PR #1516, opened 2026-09-03
feat(mail): harden the template for real clients, and let Lua use it (TKT-1GA2PG)

vloothuis:
## Why

The mail that prompted this was not rendered by rela at all. It was hand-built HTML from an operator's Lua script — because `mail.send` only accepts pre-rendered bodies, and `internal/mailrender` was reachable solely from the scheduled-template path. A script author who wanted branded mail had no option but to write email HTML by hand, which is a dialect with rules that are not obvious and that nothing checked.

So this does two things.

## Part A — harden the template

Audited by rendering a representative message through the real `mailrender.Renderer` and scoring every CSS property and HTML element against the **Can I Email** dataset (307 features × ~43 client/platform combos).

The template held up well — inlining works, the mso wrapper survives douceur, `bgcolor` fallbacks are present. The findings were real but incremental:

| | Finding | Evidence |
|---|---|---|
| A1 | `padding` on four `<div>`s | dataset: *"Only supported on table cells"* — dropped in Outlook Windows, so headings collide with the table above |
| A2 | `.tbl` margin was the only table/heading separator | `margin` partial in 16 combos incl. all Gmail + Outlook Windows |
| A3 | `role="presentation"` on the **data** table | it has real `<th>`, so this hides the header association from screen readers |
| A4 | no `lang` on `<html>` | affects pronunciation and translation prompts |
| A5 | no dark-mode handling | ~⅓ of opens are in a dark-mode client |

Headings and the empty-note became single-cell tables; table gaps became spacer rows. A **vendored, pinned** copy of the dataset now scores the rendered output in CI, so the next such regression fails a test rather than an inbox.

### Dark mode is defensive, and the meta tag is a trap

Clients split three ways, and the third tier rewrites `prefers-color-scheme` to `@media none` — it cannot be targeted at all. The media query serves the middle tier (the Outlook family, where it verifiably works); the palette serves the rest via mid-tone borders and no pure white on near-black.

`<meta name="color-scheme">` is deliberately **absent**, and a test asserts its absence. It looks like a free win, but per Litmus it opts Apple Mail *into* inverting — making a currently-correct rendering worse in the one major client that leaves this template alone.

### Language is per-message

A `Renderer` is built once per deployment, so an `Options.Lang` would have labelled a Dutch digest and an English one identically. `Message.Lang` carries the value; `Options.DefaultLang` carries only the fallback. Validated in `mailrender` because it arrives from both operator config and untrusted Lua — validating at either call site would leave the other open.

## Part B — `mail.render` for Lua

```lua
local html, text = mail.render{
  subject = "Wekelijks MT", lang = "nl",
  sections = {{ title = "Open acties", columns = {"Taak"}, rows = {{"Doe dit"}} }},
}
mail.send{to = "...", subject = "Wekelijks MT", html = html, text = text}
```

`lua` may now import `mailrender`. That does **not** invert the documented "the arrow points mail → lua and NEVER back" rule: `mailrender` is a true leaf (`go list -deps` returns only itself), so the two arrows are independent. Both reviewers verified this rather than taking the comment's word for it.

The binding has no raw-HTML or raw-CSS field on purpose — that hole is exactly what it exists to offer an alternative to, and a test pins its absence.

## Found by looking, not by asserting

Three defects that every test passed through:

- markdown-table rules keyed on `.pad` leaked onto the new scaffolding
- a `<ul>` still carried `padding-left`
- a descendant selector in the dark block **erased the accent bar**

Each is now pinned by a test.

## Review

Two reviewers ran in parallel. **Security: no findings** — pipeline order intact, `lang` cannot escape the attribute, dark palette tokens validated, no sanitizer bypass, all verified by execution. **Quality:** mutation-tested the template seven ways (all caught) and found two significant defects, both fixed: a `nil` hole in `rows` silently emitting `<tr></tr>`, and two of three `.prose` sites defended only by the golden snapshot. Four minor findings also addressed.

Tracked as RR-L9GJBS, RR-USNDMB, RR-9CQTQO, RR-CJKMAG.

## Verification

`just ci` green end to end: lint 0 issues, arch-lint, plimsoll, tests, coverage (mailrender 90.9% against an 85 floor), docs check. Rendered an Atlas-shaped message and reviewed it in both colour schemes.

## Known limits, stated rather than papered over

- The dark block's *presence* is testable; whether it *looks right* per client is not. The dataset is a **floor**, not proof.
- Its `prefers-color-scheme` row was last tested 2023-03-08; per-client claims are approximate. A log note fires when the fixture ages past 12 months — a prompt, not a gate.
- This does **not** fix the Atlas script. It makes the good path available; migrating is a change in that repo.
- `data-ogsc`/`data-ogsb` Outlook.com targeting is deliberately not done.

https://claude.ai/code/session_01YLf3ouDyVXVvdJUaeYHS6Y


tschmits (approved):
## IB-review — github:rela#1516 `feat(mail): harden the template for real clients, and let Lua use it (TKT-1GA2PG)`

Geen bevindingen. Grondig getest op template-/HTML-injectie en link-veiligheid (safeHref-allowlist, contextuele auto-escaping, BCP-47-validatie van `lang`); aparte interne security-review reeds uitgevoerd.

PR #1518, opened 2026-09-04
Add staging build workflow producing an expiring artifact

vloothuis:
## Why

Atlas can only run **published releases** today: `roles/atlas` in the devops repo hard-asserts a 64-char sha256 and the only thing that builds a `rela-postgres_*` tarball is `release.yml`, which fires on a `v*` tag push. So trying a rela PR against real ISMS content means cutting a release to production first.

This adds a build path for an arbitrary ref, feeding the new `staging-atlas` environment.

## What

`.github/workflows/staging-build.yml` — `workflow_dispatch` with a `ref` input, plus an opt-in `pull_request` path gated on a `staging` label. Publishes `rela-postgres_<version>_linux_amd64.tar.gz` + its sha256 as a **7-day artifact**.

**No tag and no release is created.** GoReleaser runs `--snapshot`, which builds every archive and publishes nothing. That matters for a specific reason: `scripts/generate-version-tag.sh` keeps one build counter shared by stable and `-alpha` tags, so a staging build that tagged would consume release numbers and interleave with real versions. Nothing here can be resolved as "the latest release" either.

Version is `<calver>-alpha-<short-sha>` (e.g. `26.9.1-alpha-a1b2c3d`) — valid semver, carries the source commit, sorts below the equivalent stable version.

## The one config change

`.goreleaser.yaml` gains a `snapshot.version_template`. This is required, not cosmetic: in snapshot mode GoReleaser **ignores** `GORELEASER_CURRENT_TAG` and derives the version from that template, so without it the archive filename would not match what `roles/atlas` reconstructs when it downloads a pin. It reads `STAGING_VERSION` with a fallback that keeps a hand-run `goreleaser release --snapshot` working.

Verified against the GoReleaser docs: `version_template` is the correct v2 key, `envOrDefault` exists, and the version must not carry a leading `v` (the workflow strips it).

## What is deliberately kept

Both SPA-embed guards from `release.yml` — the working-tree check and the **packaged-binary** check. Those exist because upstream once shipped a correctly-checksummed tarball whose server binary had an empty embed and exited at startup (BUG-2YZ575). A staging artifact with that defect would wedge the deploy, so the guards are the part that must not be simplified away.

Dropped for speed: the `desktop`/`homebrew` jobs (staging needs only the Linux server tarball) and the `security` govulncheck gate — noted in a comment; both still run on the release path.

## Notes for review

- A workflow artifact is **not** anonymously downloadable, unlike a release asset, and `roles/atlas`'s download task passes no auth header. The devops side therefore fetches with `gh run download` and hands the tarball to Ansible; the sha256 and SPA gates still run on the host.
- Retention is the whole cleanup policy — no prune job. A pin older than 7 days is not reproducible from CI; re-dispatch on the same ref.
- The release path (`tag-release.yml` → `v*` → `release.yml`) is untouched, and `--alpha` stays available for genuine prerelease cuts.

https://claude.ai/code/session_01LUpVjGMvWm6kuKdSNbcc3X

### DIFF
--- a/.github/workflows/staging-build.yml
+++ b/.github/workflows/staging-build.yml
@@ -1,0 +1,214 @@
+name: Staging Build
+
+# Build the postgres server tarball from an ARBITRARY ref and publish it as an
+# expiring workflow artifact. This is what lets the atlas staging environment
+# run a PR or a branch before anything is released.
+#
+# DELIBERATELY NOT A RELEASE. No tag is pushed and no GitHub release object is
+# created:
+#
+#   * scripts/generate-version-tag.sh keeps ONE build counter shared by stable
+#     and -alpha tags ("an alpha and a stable release must never land on the
+#     same tag string"). A staging build that tagged would consume release
+#     numbers and interleave with real versions.
+#   * a staging build is not a release candidate — it is a throwaway artifact
+#     whose only consumer is the staging host. Nothing should be able to
+#     resolve it as "the latest release" (which is exactly the mistake that
+#     left v0.8 / v0.12 looking published with zero assets).
+#
+# GoReleaser therefore runs in --snapshot mode, which builds every archive
+# without publishing anything. The artifact expires on its own after 7 days;
+# there is no prune job to maintain.
+#
+# Release path is unchanged: Tag Release (tag-release.yml) → v* tag →
+# release.yml. The --alpha / prerelease mechanism there stays available for
+# genuine prerelease cuts and is NOT repurposed for staging.
+#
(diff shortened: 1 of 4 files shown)


tschmits (approved):
## IB-review — github:rela#1518 `Add staging build workflow producing an expiring artifact`

Geen bevindingen. Minimale permissies (`contents: read`), geen schrijftoegang tot release-/tag-paden, `pull_request`-event (niet `pull_request_target`), sha256-verificatie van het releaseartefact.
--- --- ---
# [Assignment]
Reproduce, word for word and in full, only the lines above that start at the line with "## Notes for review" and run through the line with "publish it as an", both ends included.

# [Result]
## Notes for review

- A workflow artifact is **not** anonymously downloadable, unlike a release asset, and `roles/atlas`'s download task passes no auth header. The devops side therefore fetches with `gh run download` and hands the tarball to Ansible; the sha256 and SPA gates still run on the host.
- Retention is the whole cleanup policy — no prune job. A pin older than 7 days is not reproducible from CI; re-dispatch on the same ref.
- The release path (`tag-release.yml` → `v*` → `release.yml`) is untouched, and `--alpha` stays available for genuine prerelease cuts.

https://claude.ai/code/session_01LUpVjGMvWm6kuKdSNbcc3X

### DIFF
--- a/.github/workflows/staging-build.yml
+++ b/.github/workflows/staging-build.yml
@@ -1,0 +1,214 @@
+name: Staging Build
+
+# Build the postgres server tarball from an ARBITRARY ref and publish it as an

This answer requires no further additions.